TASK INSTRUCTIONS —
Each entry must be copied exactly, without omission.
····················
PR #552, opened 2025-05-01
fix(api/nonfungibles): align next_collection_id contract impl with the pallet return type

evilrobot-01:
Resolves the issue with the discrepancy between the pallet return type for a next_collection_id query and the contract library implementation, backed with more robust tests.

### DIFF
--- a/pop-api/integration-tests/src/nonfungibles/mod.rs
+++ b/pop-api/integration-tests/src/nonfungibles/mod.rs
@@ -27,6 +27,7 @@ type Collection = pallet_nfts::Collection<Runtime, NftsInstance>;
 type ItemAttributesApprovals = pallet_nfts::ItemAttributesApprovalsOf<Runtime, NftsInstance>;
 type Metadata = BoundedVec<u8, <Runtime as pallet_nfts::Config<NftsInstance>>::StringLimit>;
····················
TASK ANSWER —
PR #552, opened 2025-05-01
fix(api/nonfungibles): align next_collection_id contract impl with the pallet return type

evilrobot-01:
Resolves the issue with the discrepancy between the pallet return type for a next_collection_id query and the contract library implementation, backed with more robust tests.

### DIFF
--- a/pop-api/integration-tests/src/nonfungibles/mod.rs
+++ b/pop-api/integration-tests/src/nonfungibles/mod.rs
@@ -27,6 +27,7 @@ type Collection = pallet_nfts::Collection<Runtime, NftsInstance>;
 type ItemAttributesApprovals = pallet_nfts::ItemAttributesApprovalsOf<Runtime, NftsInstance>;
 type Metadata = BoundedVec<u8, <Runtime as pallet_nfts::Config<NftsInstance>>::StringLimit>;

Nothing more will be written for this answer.